Kafka in the Cloud: Why it’s 10x better with Confluent | Find out more

How Storyblocks Enabled a New Class of Event-Driven Microservices with Confluent

Written By

In many ways, Storyblocks’ technical journey has mirrored that of most other startups and disruptors:

  1. Start small and as simple as possible (i.e., with a PHP monolith)
  2. Watch the company grow rapidly
  3. Experience serious growing pains that you try to patch up as best as you can by moving to microservices and REST APIs for interservice communication
  4. Finally realize that you need another way of doing things but want to avoid a complete rip and replace

For us, the other “way of doing things” for modernizing our monolith by fully decoupling our microservices was Apache Kafka® and Confluent Cloud.

Before we get there, though, let me tell you a little about Storyblocks. Founded in 2009, Storyblocks is now the fourth-fastest growing media company in the U.S. (ranked by Inc. Magazine). We’re the first unlimited download subscription-based provider of stock video and audio, claiming over 100,000 customers in the television and video production industry, including NBC and MTV, plus tens of thousands of hobbyists looking to enhance their video projects and productions.

It was in late 2016 when we had our “aha” moment (i.e., step 4 above) around needing a major architectural change. We were experiencing scaling challenges with our original monolithic application and so decided to split it into microservices. This choice led to mounting technical debt and massive entropy related to the synchronous REST API calls between the services.

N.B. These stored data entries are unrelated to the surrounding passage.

PR #291, opened 2020-09-03
Mobile create account

marcusjensen15:
I created one of the 7 views presented in issue #244 . This pull request is specifically for the signup page - mobile view.

This is really close to the wireframes. The only thing I changed really was:

- The cells for field input are a little bit smaller. If kept to the size on the wireframes the error fields would cause the buttons to run off the screen, and force the user to scroll down.

-In the rendering, each field had both a placeholder and a label. I felt like that was a bit redundant, but I'm happy to make that change if you like. 

I'm happy to make any changes always love your feedback!

### DIFF
--- a/src/components/GoogleButton/googlebutton.scss
+++ b/src/components/GoogleButton/googlebutton.scss
@@ -22,7 +22,4 @@
     width: 100%;
     font-size: 12px;
   }
-  .googleIcon{
-    margin-right: 3px;
-  }
 }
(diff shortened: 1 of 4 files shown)


Chris-Boe (changes requested):
Same comments from the privacy policy PR: let's cleanup some of the empty lines and make sure we are going for a more responsive look 
image

marcusjensen15:
Closing because this is a duplicate of the privacy policy branch #293 . They have a lot of the same commits.

PR #292, opened 2020-09-03
Use config file for issue templates

NickSchimek:
This allows us to select a project automatically for new issues.

Ensures new issues are automatically added to the kanban board.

Here’s the story of how Confluent allowed us to modernize our monolithic architecture; significantly reduce technical debt and TCO from REST APIs; and vastly improve data visibility, collection, and time needed to address production bugs, as well as create an event pipeline to power new use cases around machine learning and AI.

Our pre-Kafka microservices journey

In 2016, as part of our move from the PHP monolith to microservices, we decided to move our user accounts from their original MySQL databases to a centralized microservice.

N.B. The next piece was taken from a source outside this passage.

Issue #143, opened 2020-04-11
FRONTEND: Create Tenant information page


Chris-Boe:
Page 13 of the FIGMA mockups
https://drive.google.com/file/d/1YqboQogczYm1HkyRqEtVSzeQ61T9hWU2/view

At that time, all user account data for our three core websites (audioblocks.com, videoblocks.com, and storyblocks.com) lived in separate databases. So, if you signed up with your@email.com on VideoBlocks you’d have to sign up again to use AudioBlocks, and if you had accounts on both sites and updated your password on one of them, you’d have to deal with two different passwords. Not a great user experience.

Our solution was to consolidate all user accounts into a single microservice so that we could:

  • Pay down technical debt caused by old code and hacked-together features
  • Unlock in-product capabilities such as targeted upgrade offers
  • Simplify the overall user experience
  • Scale our infrastructure
  • Shift to a unified representation of the user

 


The transition from separate databases to a single microservice.

The simplest approach to a microservice migration like this is to just build the service, temporarily shut down the production sites, import the data from the old databases to the microservice, and then turn the sites back on (what we called the “Big Bang” approach). However, we couldn’t do this for a couple of reasons:

  1. This refactor touched extremely high-risk business logic
  2. Though this was our first stateful microservice, we wanted to use a phased approach with zero downtime

And so we implemented a phased approach that consisted of the following phases:

  1. Refactor: Rewrite the monolith code so that all reads and writes to the data “domain” of the service have clean boundaries. This encapsulates all read/write logic in a single place and makes it easier to manage the hand-off between the original database and microservice.
  2. Write only: Write user data to the original database and also send it to the new service. Meanwhile, the original database remains the source of record for reading user data.
  3. Backfill: Import the data from the old service to the new microservice. While users created since phase 2 will have their information in the new service, pre-existing users will not. We’ll need their data before switching the source of record to the new service, and thus need to retroactively backfill older users.
  4. Attempt read: In the monolith, start attempting to read from the service. Log any data inconsistencies between the monolith and the service to help troubleshoot any bugs that pop up. Writes are still going to the monolith and it is still the source of record at this point, allowing you to fall back to the monolith database if need be.
  5. Read and write: Turn off writes and reads to the old database, completing the transition to the new service. The microservice is finally the source of record.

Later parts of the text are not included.